- **EXERCISE OBJECTIVE**
Whenever a line in the records below holds the string "reaped", include it in the count, and state the number alone.

- **INFORMATION SUPPLIED**

☆ ☆ ☆ ☆

Issue #1089, opened 2026-07-03
TUI redesign: interactive in-pane sessions — Enter interacts WITHOUT fullscreen; instances rail always visible; Ctrl-] detaches


sachiniyer:
Layout revision to the multi-pane TUI (#1024), per Sachin (2026-07-03). **This reverses the earlier 'read-only panes + full-screen attach' decision and is the biggest architectural change — see the open question on it.**

**Change:** interacting with an agent/terminal should NOT full-screen / take over the terminal. The **instances rail must ALWAYS remain visible** ("I should never see the instances tab ever go away"). Keep the **Enter** (enter/interact with the focused pane) and **Ctrl-]** (detach) keybinds — but interaction happens **in-pane**, not full-screen.

Implication: this means **embedded interactive panes** — the TUI must render a live view of the tmux session AND forward keystrokes to it while keeping the surrounding layout, rather than handing the whole terminal to `tmux attach`. That's the harder path the RFC (§2.4) flagged (a vt-terminal-emulator layer or a send-keys/capture interaction loop) and that Sachin previously deferred; he now wants it. Confirm approach before building (see #1024 discussion).

Part of the #1024 epic redesign.

— Captain Claude

sachiniyer:
**Spike done — architecture A (embedded VT-emulator pane over \`tmux attach\`) is proven. Verdict: KEEP.**

Branch [\`spike/1089-embedded-terminal\`](https://github.com/sachiniyer/agent-factory/tree/spike/1089-embedded-terminal) has a ~430-LOC standalone demo (`spike/main.go`, **not for merge**) and the full report at [`tmp_docs/spike-1089-embedded-terminal.md`](https://github.com/sachiniyer/agent-factory/blob/spike/1089-embedded-terminal/tmp_docs/spike-1089-embedded-terminal.md), including capture-pane evidence frames.

Headlines:

1. **It works.** PTY → `tmux attach` → `charmbracelet/x/vt` cell grid → fixed lipgloss rectangle, on our exact stack (bubbletea v1.3.5). vim (alt-screen, insert, CJK/emoji, `:wq`), `less` on 50k lines (arrows/PgDn/G/search), htop (live refresh), colors, bracketed paste, forwarded Ctrl-C — all correct, instances rail visible throughout. **Ctrl-] detach leaves the session running (ticker kept counting server-side); re-attach repaints.** Resize propagates PTY winsize → tmux reflow, confirmed via `tput`.
[...]

Issue #598, opened 2026-05-19
exiting back to sidebar is still slow


sachiniyer:
This happens intermittently, but I think maybe more often when there are more tabs.

However, there are still times where it will take like 10 seconds to exit back to the sidebar.

be careful about degrading any other features when trying to fix this.

sachiniyer:
This is the third pass on this hot path (#559 → #560, #579 → #593, now #598). The prior fixes addressed microbenchable blocks on the bubbletea Update goroutine, but a 10-second intermittent hang is several orders of magnitude beyond what those fixed — something else is blocking, probably a slow shell-out or RPC that scales with tab count.

Two paths I'll pursue in parallel:

1. **Add detach-path instrumentation** to the next build so when it hangs we can see *what* is blocked, not just *that* it's slow. Will use `runtime/trace` (or strategic `log.WarningLog` markers if a full trace is too heavy) on the detach goroutine, every tea.Cmd dispatched in the post-detach path, and the daemon RPC client. Trace gets written to `~/.config/agent-factory/detach-trace.log` automatically when a detach takes >2s.

2. **Ship the instrumentation, then look at the trace from a real hang** rather than guessing again. Synthetic microbenches missed this last time.

To save a round trip, three quick questions:

1. When the sidebar exit is slow (10s), is the terminal completely frozen (no cursor movement, no spinner update), or is something still moving (e.g., the spinner, a partial frame)?
2. Roughly how many session tabs are open when it's slow — 5? 20? More?
3. Anything correlated — is one of the agent sessions doing something heavy (compiling, claude generating a long response, etc.) when you try to detach?

If you can answer these I can narrow the search before the instrumented build lands. Will not touch any of the recently-shipped fixes (#560, #593) — only add observability and patch whatever the trace reveals.

— Captain Claude

sachiniyer:
Instrumentation merged (#599, master at 13d1834). Auto-release will ship it within ~3h, then \`af upgrade\` picks it up.

When it lands, the next slow detach you experience will produce two things automatically — no flag to set, nothing to enable:

1. **Detach-path markers** in \`~/.config/agent-factory/agent-factory.log\` — every step on the post-detach paint path is timestamped and tagged \`[detach-trace]\`. \`grep '\\[detach-trace\\]' ~/.config/agent-factory/agent-factory.log | tail -50\` after a slow detach will show me which step is blocking.
[...]

PR #1099, opened 2026-07-03
tui: N-pane open/close/hide + Tab focus ring (#1088)

### LINKED ISSUE #1088: TUI redesign: flexible pane model — open/close any tab as a vertical-split pane, Tab to focus, keybind to hide a pane to background
Layout revision to the multi-pane TUI (#1024), per Sachin (2026-07-03).

**Change:** generalize the interaction from the fixed 2-pane A/B split (PR 5) to an **open/close pane model**:
- Open a terminal tab AND an agent tab **for the same instance** on the right-hand side; they **split VERTICALLY**. Assume **vertical splits for everything** for now.
- Add a keybind to **remove a pane** (e.g. a terminal tab) from view and **put it back to the background** (the tab/process keeps running; it's just hidden from the workspace).
- **Tab** focuses between the open panes.

So the right-hand workspace becomes a set of user-opened vertical panes (any tab of any instance), toggled in/out of view, cycled with Tab. Related to the interactive-pane change (companion issue). Part of the #1024 epic redesign.

— Captain Claude

sachiniyer:
Closes #1088. Epic PR R2 of the #1024 multi-pane TUI redesign (RFC `docs/design/tui-rewrite.md` §2.3/§2.6) — the pane model that #1089 (embedded interactive terminals) fills with live terminals next.

## What changed

**The fixed pane-A/pane-B split (PR 5, #1085) is gone.** The workspace is now a flexible list of **open panes**, each an explicit `(instance, tab)` binding — no pinned/primary distinction, no selection-driven pane.

### Verbs (nav mode)
- **`s`** — open the tree-selected tab as a **new vertical-split pane** to the right of the existing panes. If that tab is already open, `s` just focuses its pane. Works identically from a tree row and from a focused pane.
- **`x`** — **hide** the focused pane back to the background: it leaves the workspace, the remaining panes re-divide the width evenly (1-col dividers, full height), and the tab **keeps running** in its tmux session — reopen it any time from the tree. Nothing is killed (`w` still kills tabs, `D` still kills instances — unchanged).
- **`Tab` / `Shift-Tab`** — the focus ring is now dynamic: `tree → pane 1 → … → pane N → automations`. The old `s`-swap semantics are removed.

### Pane-count fitting (§2.6)
`layout.Grid` computes how many panes fit (~40-col minimum per pane; multi-pane only ≥110 total cols; minimal mode caps at 1). Opening one more pane than fits, or shrinking the terminal, **auto-hides the least-recently-focused pane** — its binding is retained and it restores in workspace order on grow. The focused pane is by construction most-recently-focused, so it is never the one auto-hidden.

### Architecture
- `store.Projection` owns the ordered open-pane list (`OpenPane`: stable id + instance + atomic tab + focus-recency stamp). `ReplaceInstance` re-points pane bindings across #765 same-title swaps; dead instances' panes are pruned on the next tick.
- `layout.Grid.Panes`/`Layout.Panes[]`/`MaxPanes` replace `Split`/`PaneA`/`PaneB`/`SplitActive`; `layout.Ring.SetIDs` reshapes the ring as panes open/close/auto-hide.
- `TabbedWindow` is now a per-pane view over its `store.OpenPane` (one window per pane → per-pane capture content and scroll state; auto-hidden panes keep their window zero-rected so state survives narrow spells).
- Capture refresh iterates the **visible** panes with a per-pane 100 ms throttle (RFC §5.2 — one capture per pane per tick, one constant to degrade under contention); the #598 attached pause covers every pane; the post-detach repaint resets the throttle so the first paint is immediate and the #683 watchdog contract is preserved.

### Preserved exactly
- **Enter attaches full-screen as today** — the focused pane's binding with pane focus, the tree selection otherwise. `session/tmux/` untouched; interactive mode / embedded terminals are #1089.
- **1-9** still jump tabs of the selected instance; **`t`/`w`** still create/kill tabs. The #960 daemon/Snapshot data path is untouched (TUI-side projection only). Every pane's `View()` is exactly Rect-sized (ClampToRect contract).

### UX details worth play-testing
- Launch auto-opens the first selected instance's pane once (so startup isn't an empty box); after that the workspace is purely verb-driven — hiding every pane shows an empty-workspace hint (`no panes open — s opens the selected tab`).
- `t` selects the fresh tab **and opens it as a focused pane** — the issue's canonical flow (agent pane + terminal pane side by side) is `s` then `t`.
- Killing a middle tab re-binds the instance's higher-slot panes down one so they keep showing the same tab; the killed tab's pane leaves the workspace.
- Status-bar hints follow focus: pane focus shows `↵ open · ⇧↑/⇧↓ scroll · s open pane · x hide pane`; help overlay text updated.

## Testing

- `gofmt -l .` clean, `go build ./...`, `go test ./...` (full suite incl. integration), `golangci-lint run --fast`, `deadcode -test ./...` — all green; `go test -race` (`-p=1 -parallel 2`) green on `ui/...` + `app`.
- New/updated coverage: grid pane-fitting property tests (tiling for 0–3 panes, MaxPanes monotonic on grow, per-pane min width, ladder monotonicity), `Ring.SetIDs`, store open-pane primitives (dedupe/order/LRU visibility pick), and `app/pane_model_test.go`: open pane, open Nth pane to the right, open-already-open focuses, hide + width re-divide + focus succession, Tab cycles N panes both directions, auto-hide-on-shrink/restore-on-grow, open-beyond-capacity LRU hide, degradation ladder with N panes (minimal → fallback → restore), `w` keeps its tab-kill meaning, close-tab pane re-binding, attached pause across N panes, per-pane capture throttle, prune on instance removal, same-title-swap re-point, Enter-attaches-focused-pane, plus a teatest e2e pane-lifecycle flow.
- Hermetic throughout (temp `AGENT_FACTORY_HOME`, stubbed daemon seams; no dev-install, no real daemon).

Part of #1024. Next: #1089 (embedded interactive panes) builds on this pane model.


sachiniyer:
Pushed 407f685 addressing the Greptile finding (daemon-driven tab changes skipped the pane close/rebind side effect).

**Fix:** every tab-set change path now runs one shared helper, `reconcilePanesForTabs(instance, oldNames)` (app/handle_panes.go). It captures the slot→name list before the change and maps each open pane across it by tab **name** — the per-instance tab identity `ReconcileTabsFromData` itself keys on: a pane whose tab vanished is closed, a pane whose tab moved slots re-binds to the new index, and any change relayouts so the focus ring and §2.6 fitting stay consistent.

Call sites:
- `handleCloseTab` (TUI `w` kill) — the old index-arithmetic `adjustPanesForClosedTab` is deleted in favor of the shared helper.
- `updateInstanceFromSnapshot` — out-of-band tab removal/reorder in the snapshot now closes/rebinds panes identically.
- `swapInstanceFromSnapshot` — #765 kill+recreate reconciles the re-pointed panes against the corpse's tab names.
- `reconcileSnapshot` also prunes a removed instance's panes **in the same reconcile** (shared `pruneDeadPanes`), not on a later tick.

**Regression tests** (`app/pane_model_test.go`): `TestPane_SnapshotTabRemovalRebindsPanes` (middle tab vanishes from the snapshot → its pane closes, the higher-slot pane re-binds, ring/layout consistent), `TestPane_SnapshotTabRemovalKeepsUnaffectedPaneBinding`, and `TestPane_SnapshotInstanceRemovalPrunesPanes` (whole instance vanishes → panes pruned in-reconcile).

Verify: `gofmt -l .` clean · `go build ./...` · `go test ./...` full-suite green · `golangci-lint run --fast` clean · `deadcode -test ./...` clean · `GOFLAGS="-p=1" go test -race -parallel 2 ./ui/... ./app` green.

— Captain Claude

sachiniyer:
## Play-test: APPROVE

Drove the real rendered TUI in an isolated environment (temp `AGENT_FACTORY_HOME`, private tmux server via `TMUX_TMPDIR`, throwaway git repo, fake agent program) at 200x50, 120x40, 80x24, 60x15, and 40x10.

### Verified working
- `s` opens the tree-selected tab as a new vertical-split pane; `s` on an already-open tab **focuses** its pane instead of duplicating.
- N-pane tiling: 4 panes across 2 instances at 200 cols, even widths, 1-col dividers, full height.
- `Tab`/`Shift-Tab` focus ring `tree → pane 1..N → automations`, visibly indicated (accent border/header) and the status-bar hints follow focus.
- `x` hides the focused pane, remaining panes re-divide, the tab's tmux session **keeps running** (reopened it later); hiding the last pane shows the `no panes open — s opens the selected tab` hint with no key dead-ends (`x` is a no-op, Tab ring collapses to tree↔automations).
- `t` creates the tab and opens it as a focused pane, per the issue's canonical flow.
- Pane-count fitting: shrink to 120x40 auto-hid exactly the least-recently-focused pane (never the focused one); growing back restored auto-hidden panes in workspace order while a manually-hidden (`x`) pane correctly stayed hidden; opening a 5th pane beyond capacity hid the LRU.
- Degradation ladder: 80x24 → single pane + narrowed rail + trimmed status bar; 60x15 and 40x10 still render coherently (tree scrolls with `▲ n more`). No panics anywhere on the ladder.
- Full-screen attach (Enter) on the focused pane works, keystrokes reach the session (ran a command while attached), `ctrl-w` detach returns to the N-pane workspace with an immediate repaint.
- `w` on a **middle** tab: higher tabs renumber down and the open pane stays bound to the same underlying tmux session (verified by injecting a marker into the session out-of-band).
- `D` on an instance with open panes prunes just its panes and reflows; the freed capacity immediately restored a previously auto-hidden pane. Killing the last instance while its pane was *focused* lands in a clean empty state, keys all still respond.
- 20 rapid `Tab` presses: no desync, ring lands where expected.
- Cold restart: instances/tabs restore (see finding 1).

### Findings — PR-introduced, minor, non-blocking (follow-up material)
1. **Cold-start auto-open never fires.** With persisted instances, launch puts the tree cursor on the `Instances` header row, and `maybeAutoOpenInitialPane` is only reached from `selectionChanged`'s instance branch (`app/app.go:1313`) — the Loading-state skip correctly doesn't latch, but nothing re-fires it once the restored instance turns Running. So startup lands on the empty-box the PR description says this feature prevents ("Launch auto-opens the first selected instance's pane once"). Self-heals on the first `j` (selection change → pane auto-opens). Repro: create an instance, `q`, relaunch → `no panes open` hint; press `j` → pane opens.
2. **`1-9` has no visible effect** (intentional per the `handleTabJump` comment — it moves the selection/active-tab marker that `s`/Enter act on, not any open pane). Fine as a model, but the help text "Jump directly to a tab by number" reads as "show me that tab", and pressing a digit appearing to do nothing feels like a dead key. Consider rewording the help line or focusing the tab's pane when one is open.

### Pre-existing (not this PR, does not block)
- Configuring `program_overrides: {"claude": "<non-claude binary>"}` (the pattern the config error message itself suggests) appends claude's `--plugin-dir` flag to the override; a program that rejects unknown flags exits instantly and instance creation fails with a generic "timed out waiting for program to start" / "session does not exist". Worth a friendlier failure or a doc note someday.

No regressions found in existing flows (attach/detach, tab create/kill/jump, instance create/kill, persistence). Teardown verified: private tmux servers killed, daemon PID reaped, temp home/repo/binary removed, real daemon and sessions untouched.

— Captain Claude

sachiniyer:
## Play-test findings addressed (58cc4aa)

**1. Cold-start auto-open never fired** — root cause confirmed: launch rests the tree cursor on the Instances header (pinned launch selection parity, #1024 PR 2), so `maybeAutoOpenInitialPane` — reached only from `selectionChanged`'s instance branch — never ran until the first cursor move. Fix: the header branch of `selectionChanged` now calls it too, and the function falls back to the **first sidebar instance** when nothing is selected. Trigger choice: I did **not** move the launch cursor onto the first instance row — that would break the pinned `TestColdStartFromSnapshot_LaunchSelectionParity` contract (the TUI has never auto-selected a row at launch). Instead the pane opens with the cursor still on the header and nothing bound to the pane verbs, matching the existing "Focus is NOT moved" auto-open semantics. Because the preview tick re-enters `selectionChanged` every 100ms, the auto-open also re-fires on its own once a restored instance leaves a transient status — no keypress needed. Two new tests pin this: `TestColdStartFromSnapshot_AutoOpensFirstInstancePane` (pane opens, selection parity preserved, once-per-run latch) and `TestColdStartFromSnapshot_AutoOpenWaitsOutTransientStatus` (Loading → no open, no latch; Running → opens on the next tick).

**2. Digit-key help text** — chose the **reword** option: 1-9 moving the selection (not any open pane) is the documented intent of `handleTabJump` under the explicit-pane-binding model, and auto-focusing the tab's pane would make the key behave differently depending on what happens to be open — more surprising, not less. Both help surfaces updated: the main help now reads `1-9 - Select a tab by number (s opens it, enter attaches)`, and the instance-start help's `Switch between tabs` (same misleading implication) now reads `Select a tab (s opens it; …)`.

Quality bar: `gofmt -l .` clean, `go build ./...`, full `go test ./...` green, `golangci-lint run --fast` clean, `deadcode -test ./...` clean.

— Captain Claude

sachiniyer:
## Play-test re-verify: APPROVE

Targeted re-run of the two findings against 58cc4aa, same isolation harness as the original pass (temp `AGENT_FACTORY_HOME`, private tmux server via `TMUX_TMPDIR`, throwaway repo, fake agent).

### Finding 1 — cold-start auto-open: FIXED
- Created an instance, `q`, relaunched, touched **nothing**: the instance's Preview pane auto-opened with live content, no `no panes open` hint, and the tree cursor stayed on the `Instances` header (selection parity preserved — verified via the highlighted row).
- Re-fire mechanism: sampled frames every ~350ms from launch with zero keypresses — the TUI comes up before the daemon snapshot lands (sidebar empty, so the first `selectionChanged` necessarily runs with nothing to open and correctly doesn't latch), and the pane is open in the same sample window the restored instance first appears. The tick re-entry path is what fired it.
- Latch: `Tab` → `x` on the auto-opened pane, then 5s of preview ticks (~50 `selectionChanged` re-entries): the workspace stays on the `no panes open` hint — no resurrection.
- Empty-state safety: the pre-snapshot ticks (nil fallback with an empty sidebar) ran without incident.

### Finding 2 — 1-9 help wording: FIXED
- Main help renders: `1-9 - Select a tab by number (s opens it, enter attaches)`.
- Instance-start help renders (reset `help_screens_seen` to force it): `1-9 jump - Select a tab (s opens it; t new tab, w close; tabs live in the tree)`.
- `grep -rn "Jump directly" --include="*.go"` over prod code: no hits remain.

Teardown verified: private tmux servers killed, daemon PID reaped, `/tmp` home/repo/binary removed, `pgrep` clean, real daemon still active and untouched.

— Captain Claude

☆ ☆ ☆ ☆

- **EXERCISE SOLUTION**
2